Collected data entries:
◆ ◆ ◆ ◆ ◆
PR #7571, opened 2022-08-17
Bump packages and remove unused packages

markerikson:
This PR:

- Bumps React to the latest experimental build ( `0.0.0-experimental-1e5245df8-20220817` ) to help possibly fix issues with `connect` + `<Offscreen>`
- Bumps RTK to 1.8.4
- Changes all remaining references to `import from "redux"` to be `from "@reduxjs/toolkit"` instead
- Removes the `ResizeObserverPolyfill` package
- Removes a bunch of unused packages
- Rewrites `<AddCommentButton>` to use CSS modules, as it was the _only_ component in the codebase actually using `styled-components`
  - note: the Redux DevTools Extension code apparently _also_ relies on `styled-components`. The RDT integration is disabled atm at the display level, but turns out that _was_ technically still being `import()`ed.  I've commented that out as well so that Webpack doesn't process it.
- Removes `styled-components` as a dependency
- Updates TS to 4.7.4


bvaughn (approved):

souporserious:
Woot, thank you for cleaning up the `AddCommentButton` component! That was the first task I did before we decided on what styling solution we were going with 😅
◆ ◆ ◆ ◆ ◆
* **WHAT YOU SHOULD DO**
Reproduce exactly the line bearing "as a dependency" and all the lines that come after it in the records above; add nothing.

* **SOLUTION FOR THIS EXERCISE**
- Removes `styled-components` as a dependency
- Updates TS to 4.7.4


bvaughn (approved):

souporserious:
Woot, thank you for cleaning up the `AddCommentButton` component! That was the first task I did before we decided on what styling solution we were going with 😅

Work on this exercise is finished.